▶ Action item
What lines of the data below hold the string "defaultdict"? Copy each one.

════════

PR #291, opened 2018-06-12
ENH: Channel Access timestamp filter

teddyrendahl:
First caproto PR 🎉 

This should be fairly simple, but I am pretty unfamiliar with this stuff so please correct me.

## Questions
1. `metadata` is a reference so I do not want to mutate that information so it looked like I was forced to create a new `metadata` object.
2. Am I guaranteed to get a `DBR_TIME_LONG` or do I need to introspect the class and create a new one that way?
```
(caproto) [trendahl@psbuild-rhel7-02  caproto]$ caget -a simple:A
simple:A                       2018-06-12 13:17:21.927088 1  
(caproto) [trendahl@psbuild-rhel7-02  caproto]$ caget -a 'simple:A.{"ts": {}}'
simple:A.{"ts": {}}            2018-06-12 13:33:48.677312 1  
```

### DIFF
--- a/caproto/server/common.py
+++ b/caproto/server/common.py
@@ -1,9 +1,8 @@
-from collections import defaultdict, deque, namedtuple
+from collections import defaultdict, deque, namedtuple, ChainMap
 import logging
 import time
 import caproto as ca
 from caproto import apply_arr_filter, get_environment_variables
-from caproto._dbr import DBR_TIME_LONG
 
 
 class DisconnectedCircuit(Exception):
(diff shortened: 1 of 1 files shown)


caproto/server/common.py
```diff
@@ -211,7 +212,14 @@ def get_db_entry():
                 command.data_type, user_address=self.circuit.address)
             # This is a pass-through if arr is None.
             data = apply_arr_filter(chan.channel_filter.arr, data)
-
+            # If the timestamp feature is active swap the timestamp.
+            # Information must copied because not all clients will have the
+            # timestamp filter
+            if chan.channel_filter.ts:
+                now = ca.TimeStamp.from_unix_timestamp(time.time())
+                metadata = DBR_TIME_LONG(status=metadata.status,
```
klauer: I think we'd have to ensure that `command.data_type` is in `time_types` (https://github.com/NSLS-II/caproto/blob/master/caproto/_dbr.py#L1023), otherwise the request doesn't make sense. Then use `DBR_TYPES[type]` to get the appropriate `DBR_TYPE_*` structure.

teddyrendahl:
Thanks. Generalized for different data types now.

teddyrendahl:
Where and how to add a test? I think there is some pretty simple logic but not sure how to include it.

```python
def tests_timestamp_filter():
      proc_time = read('my:pv').metadata.timestamp
      res = read('my:pv.{"ts": {}}')
      assert res.metadata.timestamp != proc_time
```

danielballan:
Merged! Welcome to the conspiracy!

I had a stale tab open and your comment didn't load until after I merged. Let's add a `test_channel_filters.py`. I'll get it started....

════════

▶ Expected output
-from collections import defaultdict, deque, namedtuple
+from collections import defaultdict, deque, namedtuple, ChainMap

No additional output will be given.